Please forgive the heresy, but I'd just as soon use imitation crab.


----------



## lucyr2xoxo (Jan 14, 2006)

Thank you for the response, I'm just wondering if I am mistaken, but I was under the impression that Imitation Crab, is made from Pollack, and I think that it is very high in Mercury. Also I think the texture might be to rubbery for Crab Cakes.
If I'm mistaken, I hope someone corrects me, it might come in handy sometimes to use the imitation stuff, and I'd be able to start eating California Rolls again!!!!!!!


----------



## Andy M. (Jan 14, 2006)

If you're going to use canned crab, and I think that's a very good option, stick with the stuff in the one pound cans in the refrigerated section.  The stuff sold by Bumble Bee or Geisha isn't nearly as good.

Iron Chef:

Costco carries lump sometimes and back fin sometimes.  The cans are labeled as such.  I guess it depends on what they can get.

I've bought the lump crab from Costco several times and it's quite good.


----------



## Constance (Jan 14, 2006)

Lucy, you may be right, but it tastes pretty good when you are landlocked out in the sticks of the Heartland. Besides, we really don't have much choice.
Our village and the adjoining town have the same zip...our village has a population of 700, and the town is 6,000. Sixty percent of the people here are out of work and on relief. 

Besides, since we only eat imitation crab once every few months, we are not terribly concerned. 
I had my own retail greenhouse business for 22 years. I grew my own stuff, and was exposed to all kinds of insecticides, fungicides, and other chemicals you can't even imagine. My husband has worked for the coal industry all his life, as mine manger of a strip mine. Lord knows what kind of stuff he has been in contact with. 
So...we are not particulary worried about the mercury in the imitation crab. 

I don't mean to sound like a smart-alec...just being honest.


----------



## auntdot (Jan 15, 2006)

We live in blue crab country and to say that anything but lump meat should be in a crab cake is absolute heresy.

And actually, I believe there is nothing better.

But not everyone has access to the fresh crab meat.

You have to learn to deal with what you have.  We cannot get many of the great foods we love because we do not live where the stuff is available.  We live too far south to get soft shell clams (love them fried or steamed), razor clams (only found in the Northwest), are too far north to find crawfish, and this country will not allow anyone to make a proper haggis.  And so we go without or substitute (how in the heck one substitutes for a soft shell clam I have no idea).

The pollack stuff, sometimes called surimi, is, I will confess, pretty good.

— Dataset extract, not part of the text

PR #3708, opened 2016-08-05
Fixes #15996 - Multiple nav bars

anandkumaragrawal:
Multiple navigation bars (top bar starting with "Default Organization") on screen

"No, your honor, I did not say that.  Someone must have gotten my login and password and put that perfidious nonsence on the web.  We are clean."

People have pretty strong feelings about crab meat here and I am going to wear glasses and a moustache for several days. We are talking serious food likes here.

Have used it to make a stuffing for a baked stuffed lobster and found it worked surprisingly well.

Think you could make a pretty good crab cake with it, and will probably try to do so soon.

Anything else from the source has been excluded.